His first journal, launched in 1888, was Answers to Correspondents, a miscellany of snippets designed to feed the inquisitiveness of the popular mind, with topics such as “Can Monkeys Smoke?”, “How to Cure Freckles”, “Why Jews Don’t Ride Bicycles”, “What the Queen Eats”, and “Narrow Escapes from Burial Alive”.
The circulation of Answers took off as a result of a chance conversation between Harmsworth and a tramp on the Thames embankment. The down-and-out confided that his idea of luxury was 1 a week for life. That became the prize in the next Answers competition and was advertised as “The Most Gigantic Competition the World has Ever Seen”. Sales rose to more than 200,000 a week.
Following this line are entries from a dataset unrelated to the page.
Issue #7053, opened 2018-02-14
Make the interpreter pass all BCL tests


luhenry:
We want the interpreter to be on par with the JIT in regards to the BCL test suite. As we don't have support for running tests in parallel we should add them in the following order.

For all assemblies include both add xunit and nunit versions.

- [x] mscorlib
- [x] mscorlib / xunit
- [x] Mono.Debugger.Soft
- [x] Mono.Profiler.Log
- [x] System.Core
- [x] System.Core / xunit
- [x] System.Xml
- [x] System.Numerics
- [x] System.Numerics / xunit
- [x] Microsoft.CSharp
- [ ] Microsoft.CSharp / xunit
- [x] System.Security
- [ ] System.Security / xunit
- [x] System
- [x] System / xunit
- [x] System.Data
- [x] System.Data / xunit

luhenry:
We could have a lane, but there are still around 50 tests that are failing. We should disable these tests for now, and fix them as we go.

marek-safar:
We should focus on core (mobile) assemblies only

luhenry:
Only very few assemblies left after https://github.com/mono/mono/pull/9648

lewurm:
https://github.com/mono/mono/pull/10095 added `System.Core / xunit`.

@BrzVlad do you remember what's the issue with `Microsoft.CSharp / xunit`?

BrzVlad:
@lewurm I don't remember. I stressed  it for some time with a recent mono on amd64 and it it passed all the time. Maybe we should enable it.

PR #8370, opened 2018-04-20
[interp] add System tests to CI

lewurm:
https://github.com/mono/mono/issues/7053

LSWCIS (let's see what CI says 😛 )


marek-safar:
I am not very keen on this one. I think we should run full mscorlib tests instead

luhenry:
@marek-safar this is in complement to mscorlib, not a replacement, so what do you mean in https://github.com/mono/mono/pull/8370#issuecomment-383228514?

marek-safar:
Sure, it's complement of other dlls but there is not that much interesting stuff in System.dll for the interpreter. We should add the interesting assemblies first and only if the run is not too long add System.dll.

Right now we run only about 10k of mscorlib tests and ignore remaining 40k+ in there.

lewurm:
> Right now we run only about 10k of mscorlib tests and ignore remaining 40k+ in there.

oh, how would I run the remaining 40k+?

lewurm:

PR #8371, opened 2018-04-20
[interp] add System.Core tests to CI

lewurm:
https://github.com/mono/mono/issues/7053

LSWCIS (let's see what CI says 😛 )

should be good, as @kumpera is already running those tests as part of the webassembly tests


marek-safar:
Please try xunit version there are more interesting cases than we have

lewurm:
@marek-safar will do in a follow-up PR

lewurm:

PR #8385, opened 2018-04-20
Use g_print to dump threads when SIGQUIT is sent to Mono

grendello:
`printf`, `fprintf` don't work on Android, using g_print will redirect the output to
`mono-stdout` so that it can appear in Android `logcat` output.

### DIFF
--- a/mono/metadata/threads.c
+++ b/mono/metadata/threads.c
@@ -3785,7 +3785,7 @@ dump_thread (MonoInternalThread *thread, ThreadDumpUserData *ud)
 		}
 	}
 
-	fprintf (stdout, "%s", text->str);
+	g_print ("%s", text->str);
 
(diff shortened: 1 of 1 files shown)


mono/metadata/threads.c
```diff
@@ -3785,7 +3785,7 @@ dump_thread (MonoInternalThread *thread, ThreadDumpUserData *ud)
 		}
 	}
 
-	fprintf (stdout, "%s", text->str);
+	g_print (text->str);
```
jaykrell: What if text->str contains percent signs?
use g_print ("%s", text->str).

luhenry:

luhenry:

luhenry:

luhenry:

PR #8406, opened 2018-04-23
[Mono.Profiler.Log] Use AssertExtensions for comparison asserts

akoeplinger:
`Assert.True (actual >= expected)` doesn't log useful information when
the condition is false, making it hard to see what went wrong:

https://jenkins.mono-project.com/job/test-mono-mainline/label=osx-i386/8525/testReport/junit/Test%20collection%20for%20MonoTests.Mono.Profiler.Log/ProfilerTests/MonoTests_Mono_Profiler_Log_ProfilerTests_MonitorEventsAreRecorded/

Unfortunately xUnit doesn't provide a built-in comparison assert but
CoreFX already built one so we can just use that one.

### DIFF
--- a/mcs/class/Mono.Profiler.Log/Makefile
+++ b/mcs/class/Mono.Profiler.Log/Makefile
@@ -9,7 +9,7 @@ KEYFILE = $(LIBRARY_SNK)
 LIB_REFS = System System.Core
 LIB_MCS_FLAGS = /unsafe /publicsign /nowarn:0618
 
-XTEST_LIB_REFS = System System.Core
+XTEST_LIB_REFS = System System.Core Facades/System.Threading.Tasks
 
 xunit-test-local: log-profiler-test.exe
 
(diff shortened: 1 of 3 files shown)


mcs/class/Mono.Profiler.Log/Makefile
```diff
@@ -9,7 +9,7 @@ KEYFILE = $(LIBRARY_SNK)
 LIB_REFS = System System.Core
 LIB_MCS_FLAGS = /unsafe /publicsign /nowarn:0618
 
-XTEST_LIB_REFS = System System.Core
+XTEST_LIB_REFS = System System.Core Facades/System.Threading.Tasks
```
luhenry: What's the need for this added  facade?

luhenry:

luhenry:

luhenry:

luhenry:

luhenry:

mcs/class/Mono.Profiler.Log/Makefile
akoeplinger: it's needed by the xunit assemblies (we already add it on all the other assemblies that run xunit tests):

```
/Users/alexander/dev/mono/external/corefx/src/CoreFx.Private.TestUtilities/src/System/AssertExtensions.cs(20,26): error CS0012: The type 'Task' is defined in an assembly that is not referenced. You must add a reference to assembly 'System.Threading.Tasks, Version=4.0.0.0, Culture=neutral, PublicKeyToken=b03f5f7f11d50a3a'.
```

luhenry:

PR #8419, opened 2018-04-23
[Tailcall] Let watchos make more tailcalls.

jaykrell:
This is a subset of https://github.com/mono/mono/pull/7963, perhaps most of what might be interesting to customers.

arm32 will have a bunch of holes in the matrix, but seemingly watchos is the main or half the interesting targets and this shores it up, while leaving more consistency elsewhere.

### DIFF
--- a/mono/mini/method-to-ir.c
+++ b/mono/mini/method-to-ir.c
@@ -7239,7 +7239,7 @@ is_supported_tailcall (MonoCompile *cfg, const guint8 *ip, MonoMethod *method, M
 		//
 		// Interface method dispatch has the same problem (imt_arg).
 
-		|| IS_NOT_SUPPORTED_TAILCALL ((vtable_arg || imt_arg) && !cfg->backend->have_volatile_non_param_register)
+		|| IS_NOT_SUPPORTED_TAILCALL ((vtable_arg || imt_arg) && !cfg->backend->have_volatile_non_param_register && !cfg->llvm_only)
 		) {
 		tailcall_calli = FALSE;
 		tailcall = FALSE;


luhenry:
@jaykrell is this going to make more tailcall available on watchos temporarily (until it gets fixed on other platforms) or is it going to favor `llvmonly`/`bitcode` only?

jaykrell:
It is in-between. There is an arm32-specific problem, that is likely permanent.
It lifts that problem, in a way that from a customer point of view, is just for watch.
It doesn't address arm32iphone which doesn't really matter, nor arm32android which is declining.

jaykrell:
I said it wrong perhaps. It lets watchos match x86/arm64/amd64, in a way that other arm32 platforms probably never will.

jaykrell:
Otherwise arm32 falls behind across the board, but for desktop and iphone that doesn't really matter.

luhenry:
bitcode is only available on watchos, so trying to fix `ARMv5`/`ARMv7` by letting the bitcode-specific code handle it is not the way to go. I would prefer to have a `ARMv5`/`ARMv7` wide lack of functionality rather than a watchOS specific fix.

luhenry:
A comparable case is float32: it's not available across all of x86 because it's too much work, so instead of fixing a specific platform, it's just disabled across the whole x86 architecture.

jaykrell:
"I would prefer to have a ARMv5/ARMv7 wide lack of functionality rather than a watchOS specific fix."
That is the critical decision, ok.
float32 is a little less comparable in that tailcall lets code not crash (i.e. for large input), not "just" run faster.
I'll try to find another solution much later.

luhenry:
Don't be so hyperbolic 😉 tailcall is an optimization, which, by definition, is not required for the program to run correctly. Also, don't twist my word: "having a watchos specific fix (which doesn't work on other ARMv5/ARMv7 platforms) as the long term fix" is what I don't want. I would encourage you to figure out something that works across all ARMv5/ARMv7 platforms, but as long as you tell me "tailcall on ARMv5/ARMv7 is not possible, except with `llvmonly`", then it's not going to happen. I hope you understand what we are trying to achieve here, and if you don't, please don't hesitate to ask questions, and don't simply disparage it.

Alfred used that success to launch a string of publications, before buying the ailing London Evening News in 1894. He transformed its fortunes by applying the Answers formula and in the process created modern popular journalism. He insisted on short paragraphs in simple English, he introduced a woman’s page, saw that sport and crime featured prominently, and peppered the paper with articles such as “Secrets of the Dissecting Room”. It was the blueprint for his greatest triumph.
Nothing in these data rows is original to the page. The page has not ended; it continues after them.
PR #8428, opened 2018-04-24
[jit] Decompose CEE_BOX later, to enable more optimization opportunities. Optimize Enum.HasFlags ().

vargaz:
Also mark the temporary bblocks used by decompose_vtypes () as out-of-line if
the bblock under processing is out-of-line. Make the domainvar as volatile to avoid
optimizing it away since references to it can now be generated later from the
decomposition of OP_BOX.

### DIFF
--- a/mono/mini/method-to-ir.c
+++ b/mono/mini/method-to-ir.c
@@ -9485,7 +9485,8 @@ calli_end:
 				break;
 			}
 
-			if (mono_class_is_enum (klass)) {
+			if (mono_class_is_enum (klass) && !(val->type == STACK_I8 && SIZEOF_VOID_P == 4)) {
+				/* Can't do this with 64 bit enums on 32 bit since the vtype decomp pass is ran after the long decomp pass */
 				if (val->opcode == OP_ICONST) {
 					MONO_INST_NEW (cfg, ins, OP_BOX_ICONST);
 					ins->type = STACK_OBJ;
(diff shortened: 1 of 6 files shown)


mono/mini/method-to-ir.c
```diff
@@ -10605,8 +10610,42 @@ mono_method_to_ir (MonoCompile *cfg, MonoMethod *method, MonoBasicBlock *start_b
 				break;
 			}
 
-			*sp++ = handle_box (cfg, val, klass, context_used);
+			if (mono_class_is_nullable (klass) || mini_is_gsharedvt_klass (klass) || context_used) {
```
kumpera: I'm curious, why can't we emit box ops for those 3 cases? It would be nice to document the constraints.

mono/mini/method-to-ir.c
```diff
@@ -10605,8 +10610,42 @@ mono_method_to_ir (MonoCompile *cfg, MonoMethod *method, MonoBasicBlock *start_b
...
+			} else {
+				MONO_INST_NEW (cfg, ins, OP_BOX);
+				ins->type = STACK_OBJ;
+				ins->klass = klass;
+				ins->sreg1 = val->dreg;
+				ins->dreg = alloc_dreg (cfg, val->type);
+
+				switch (val->type) {
+				case STACK_I4:
+				case STACK_I8:
```
kumpera: Hmmmmmmm, how does this handle longs on 32bits? Don't we need a OP_LBOX that takes as input the regpair?

vargaz: Possible.

vargaz:
So it looks like this is still not enough to support the HasFlags optimization in mini_emit_inst_for_method (), since it will receive two OP_BOX instructions, and has no access to the input operands of those instructions. So the optimization cannot really be done there.

lewurm:
LGTM, but it seems to make roslyn crash more often

vargaz:
@monojenkins build

vargaz:
There seems to be some random failures during the aot process.

PR #8433, opened 2018-04-24
Cleanup instruction sizing and code reallocation.

jaykrell:


jaykrell:
This should really all be std::vector<uchar>::reserve and push_back.

jaykrell:
Crashing though . it worked locally, will have to try this much more carefully.

jaykrell:
close while I work on it morea

PR #8434, opened 2018-04-24
check_call_signature return gboolean and run second time if break, to step through in debugger

jaykrell:


vargaz:
What is the purpose of this ? You can call check_call_signature () from the debugger after hitting the breakpoint.

jaykrell:
I'm not experienced with that -- can set a breakpoint on the function and then have debugger call it and step through it? I'm used to kernel debuggers where the debugger definitely cannot call user code so I rarely try to have debugger make calls, and they do seem to act funny in windbg. But it is a debugging convenience in any case.

vargaz:
At least in gdb, you can do
b <func>
and p <func> (args)
and it will break.

jaykrell:
Take the boolean? Or neither?

jaykrell:
Sorry to make repeat self -- but to ensure no offense/mistake, entire thing approved, or just the boolean?

PR #6639, opened 2018-01-23
Thread_Abort coop/handle conversion

jaykrell:

PR #8435, opened 2018-04-24
[Coop] Abort_internal and ResetAbortNative to coop/handle.

jaykrell:
This is a subset of https://github.com/mono/mono/pull/6639/files to see if it doesn't experience the hangs on Windows that the larger PR encountered.


mono/metadata/threads.c
```diff
@@ -2514,7 +2557,8 @@ ves_icall_System_Threading_Thread_ResetAbort (MonoThread *this_obj)
 
 	if (!was_aborting) {
 		const char *msg = "Unable to reset abort because no abort was requested";
-		mono_set_pending_exception (mono_get_exception_thread_state (msg));
+		mono_set_pending_exception_handle (mono_exception_new_thread_state (msg, error));
+		mono_error_assert_ok (error);
```
jaykrell: This assert is confusing but probably ok. It is asserting that creating the exception succeeded. i.e. not low memory. The actual assert created and set is in the thread.

jaykrell:
Looking ok on Windows? Want another Windows run?

jaykrell:

jaykrell:

PR #8436, opened 2018-04-24
Cleanup instruction sizing and code reallocation.

jaykrell:


mono/mini/mini-amd64.c
```diff
@@ -50,6 +50,8 @@
 #include "mini-runtime.h"
 #include "aot-runtime.h"
 
+#define EXTRA_CODE_SPACE (16)
```
kumpera: Is this still needed as the constant was moved to mini.h?

mono/mini/mini.c
```diff
@@ -4402,13 +4402,26 @@ mono_add_patch_info (MonoCompile *cfg, int ip, MonoJumpInfoType type, gconstpoin
 	g_assert_not_reached ();
 }
 
+#else // DISABLE_JIT
+
+guint8*
+mini_realloc_code_slow (MonoCompile *cfg, int size)
+{
+	const int EXTRA_CODE_SPACE = 16;
```
kumpera: Couldn't this const be shared with the one on mini.h?

mono/mini/mini-amd64.c
jaykrell: I left it a local variable in mini.h but yes we could make it a define there.

mono/mini/mini.c
jaykrell: As a #define (or const static) yes. I was limiting the scope but agree it isn't great.

mono/mini/mini-amd64.c
```diff
@@ -6880,9 +6870,12 @@ mono_arch_emit_prolog (MonoCompile *cfg)
 
 	cfg->arch.stack_alloc_size = alloc_size;
 
+	set_code_cursor (cfg, code);
```
jaykrell: Some of the set_code_cursor calls are redundant.

The idea is, we optimize out the realloc checks in the existing code, so we don't need code_len to be accurate/up-to-date -- only before a realloc check. It isn't pretty, but it is incremental.

But some of the calls are required, so that realloc can use code_len.

mono/mini/mini-amd64.c
jaykrell: EXTRA_CODE_SPACE in mini-amd64.c will go away with https://github.com/mono/mono/pull/8437.
We already pad out the base tailcall size to 255, and then with 8437 we can count up the parameters accurately, so the extra 64 seems like overkill upon overkill (the 255 is overkill, the parameter counting only slightly overkill)

jaykrell:
arm emit_float_args needs to increase max_len, the out parameter.
Arguably the .md should increase, but does the realloc so ok.

jaykrell:

jaykrell:

jaykrell:

jaykrell:
Accidentally pushed to wrong branch, reseting CI.

jaykrell:

jaykrell:
@monojenkins build Linux x64

jaykrell:
@monojenkins build Linux i386

jaykrell:
@monojenkins build Linux i386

The first edition of the Daily Mail sold almost 400,000 copies, prompting Alfred to declare, “We’ve struck a goldmine.” He ran the paper with a manic energy. Ideas, instructions, edicts, whims, fancies, daily poured forth from the bubbling ferment of his half-crazed brain. “Each day we must have a feature, something different, a surprise,” he boomed. It was the Answers prescription again. Mail readers learned “The Truth about Night Clubs”, pondered “Do We Eat Too Much?”, and sought to unravel “The Riddle of Spiritualism”. Though “attention span” was yet to be coined, Alfred instinctively knew that his readers had a short one. They were showered with gimmicks, stunts and competitions, including the Daily Mail’s Golden Slipper contest for the actress with the smallest foot.
In 1922, his mind quite gone, he died and was given a funeral “fit for a king” at Westminster Abbey Were he, by some riddle of spiritualism, permitted to part the celestial clouds and take a peep at today’s version of the paper he founded, the old monster’s heart would well with satisfaction and pride. For the Daily Mail remains as true to the code of its creator today as ever it did in his demented prime.
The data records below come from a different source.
PR #10443, opened 2018-09-02
[cxx] Adapt typesafe coop handles for standard/Visual C++.

jaykrell:
W/o gcc/clang language extension `__typeof__`. This is not meant to be
long term idiomatic C++, just enough to get us by for now.

The solution does not quite work for type unsafe handles, because
checking for this == NULL is not defined. A non-member function
would be needed.

C++11 decltype could be used instead at the MONO_TYPEOF_CAST level,
but this solution is trivial C++98.

### DIFF
--- a/mono/metadata/handle.h
+++ b/mono/metadata/handle.h
@@ -384,7 +384,7 @@ Handle macros/functions
 
 #if MONO_TYPE_SAFE_HANDLES
 #define TYPED_HANDLE_DECL(TYPE)							\
-	typedef struct TYPED_HANDLE_NAME (TYPE) {				\
+	typedef struct {							\
 		MONO_IF_CPLUSPLUS (						\
 			MONO_ALWAYS_INLINE					\
 			TYPE * GetRaw () { return __raw ? *__raw : NULL; }	\
--- a/mono/metadata/handle.h
+++ b/mono/metadata/handle.h
@@ -376,11 +376,23 @@ Handle macros/functions
  * #endif
  */
 
+#ifdef __cplusplus
+#define MONO_IF_CPLUSPLUS(x) x
+#else
+#define MONO_IF_CPLUSPLUS(x) /* nothing */
+#endif
+
 #if MONO_TYPE_SAFE_HANDLES
 #define TYPED_HANDLE_DECL(TYPE)							\
-	typedef struct { TYPE **__raw; } TYPED_HANDLE_PAYLOAD_NAME (TYPE),	\
-					 TYPED_HANDLE_NAME (TYPE),		\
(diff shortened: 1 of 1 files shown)


jaykrell:
@monojenkins build failed

mono/metadata/handle.h
```diff
@@ -376,11 +376,23 @@ Handle macros/functions
...
+#define MONO_IF_CPLUSPLUS(x) /* nothing */
+#endif
+
 #if MONO_TYPE_SAFE_HANDLES
 #define TYPED_HANDLE_DECL(TYPE)							\
-	typedef struct { TYPE **__raw; } TYPED_HANDLE_PAYLOAD_NAME (TYPE),	\
-					 TYPED_HANDLE_NAME (TYPE),		\
-					 TYPED_OUT_HANDLE_NAME (TYPE);		\
+	typedef struct {							\
+		MONO_IF_CPLUSPLUS (						\
```
lambdageek: If we wanted a non-member, we could do something like this: 
```c++
#define TYPED_HANDLE_DECL(TYPE) \
  typedef struct { \
    MONO_IF_CPLUSPLUS (typedef TYPE raw_type); \
    TYPE **__raw; \
  } ...

namespace mono {
  namespace handle {
    template <typename H>
    typename H::raw_type* get_raw (const H& h) {
       return h.__raw ? *__raw : NULL;
    }
  }
}

#define MONO_HANDLE_RAW (handle) (mono::handle::get_raw (handle))
```

jaykrell:
I would do it like:
https://github.com/mono/mono/commit/09666f3297e42ce5aea53a755dcdbc03c1c56820
```
#ifdef __cplusplus
extern "C++"
{
#if safe

template <typename T>
struct TypedHandle { T** __raw; }; // unchanged representation

template <typename T>
inline T*
mono_typed_handle_get_raw (TypedHandle<T> handle)
{
	return handle.raw ? *handle.raw : NULL;
}

#else

template <typename T>
struct TypedHandle { T* __raw; };

template <typename T>
inline T*
mono_typed_handle_get_raw (TypedHandle<T>* handle)
{
	return handle ? handle->raw : NULL;
}

#endif

}
```

jaykrell:
@monojenkins build OS X x64

lambdageek:
yea good point.

jaykrell:

jaykrell:
Yes. The existing code is not valid C++.
It uses a gcc/clang extension, and takes advantage of a quirk in Visual C++ when compiling as C, that is not allowed as C++. There are errors on every invocation of `MONO_HANDLE_RAW`.

https://github.com/mono/mono/blob/master/mono/metadata/handle.h#L419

What would the old tramp on the Embankment make of “50,000 a year for life – Your Chance to Win the Greatest Prize in Newspaper History”? He would surely feel that, but for inflation, time has stood still. The brains behind the Golden Slipper competition, with their special knowledge of pedal digits, would have understood the modern Mail’s interest in the size of Claudia Schiffer’s feet, which incidentally you first read of in Marketing Week.
The great grandchildren of readers who wanted to know whether they ate too much or how to cure freckles can find in the Mail’s pages the answers to such pressing questions as “Is make-up poisoning your body?”, “Could a 12 test save your life?”, “Can a banana give you the perfect skin?” , “Could this mouthwash save your life?”, “Could a laser help you to quit smoking?”
The descendants of readers who pondered the mysteries of spiritualism are invited by today’s Mail to consider “Does a long dead alien civilisation on Mars really hold the key to human survival?” If that surprising possibility overheats the brain, don’t worry: have you heard the one about “The top politician and the bride young enough to be his daughter” or “The Army chaplain and the fusilier’s wife”?
With an unerring instinct that is the lasting legacy of a populist madman, the Mail devoted the centre spread of its Chelsea Flower Show supplement to a study by astrologer Jonathan Cainer of the “link between popular flower arrangements and the sector of the sky they seem to match”.
Dear old Alfred would have clapped his chubby hands in glee to see in today’s Mail, “Why your destiny lies in a thumbprint”. “If your thumb narrows as it gets nearer the knuckle and then flares out again, it indicates you are exceedingly diplomatic.”
At once a living breathing organ and a mummified monument to its begetter, the Daily Mail is truly a modern miracle.